If it was not an evening of classical music in memory of someone who passed shortly ago and was dear to everyone present, I do not think that MoC acted demeaning. There's nothing degrading in addressing group of women, of any age, as girls  




DesertCat said:


> What does offend me is is when I hear men being referred to as men and women as girls in the workplace....
> 
> My opinion is that in the workplace men and women are the only terms that should be used.


 
 this is the only situation I *do *mind being called "girl" because that automatically means patronising behaviour (especially by men), stupid sympathetic smile and pat on the shoulder. My work is the only place I insist on not be reffered as "girl", and for the rest of my life  I really don't care   I know I look younger than I am so I have no right to object


----------



## alexacohen

I personally don't mind if I'm called girl, and I don't know any Spanish female who minds. I'd rather be the "girl at the check in counter" than the "woman at the check-in counter". And my female workmates feel the same way. In Spain "girl"  is a positive name to call a woman of any age. It means that even if I'm 80, there is someone who is able to see the young woman I'm really inside the mask.
Alexa


----------



## xrayspex

I think the US may be different from any other country, because for a period of time (early 20th century?) "boy" and "girl" were terms used to address servants; not just black servants, but anyone who was in a subservient role.   White people probably don't worry about it much these days (unless the terms are used as part of a command, i.e. "boy, take my bags up to my room") but black people CERTAINLY remember, and they have not gotten over it.


----------



## NileQT87

It has nothing to do with racism, or at least I don't think so. And please point out somebody young enough nowadays to be called a "girl" or "boy" in this context that EVER lived through slavery. They never have. And it wasn't just slaves. A sea captain would call his cabin boy the same thing. So would a master and his apprentice. So would a servant boy/girl of any color--do realize that the history of servitude hasn't been any one skin tone. It is downright false for someone of African decent to think that term only refers to them in a racial way.

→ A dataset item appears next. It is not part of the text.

PR #339, opened 2025-07-31
Add Daisy Ui and Convert Home Page 

ManfredRichthofen:
This Change adds
- Daisy UI with four themes that are not even close to final.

It is more proper to use someone's name... but we don't always know the person's name, do we? The person you are calling out to could be a spectating teenager at the scene of an accident. Calling out "Hey, kid... get us some help!" isn't a bad thing.

Saying "that girl in the check-out line" is fine no matter what their age.

Then again, I'm the kind of person who casually refers to myself as "the nerdy chick". That isn't degrading to me. It is just how a laid-back person with a sense of humor talks.

Let's face it--there is a street in New York City called "Broadway" as in "broad way". It was named that because one could expect to see hot broads walking down it back in the day.

Hence the names of old musicals like "Guys and Dolls". "Doll" is another term of endearment that a guy might call his girl.


----------



## .   1

NileQT87 said:


> Let's face it--there is a street in New York City called "Broadway" as in "broad way". It was named that because one could expect to see hot broads walking down it back in the day.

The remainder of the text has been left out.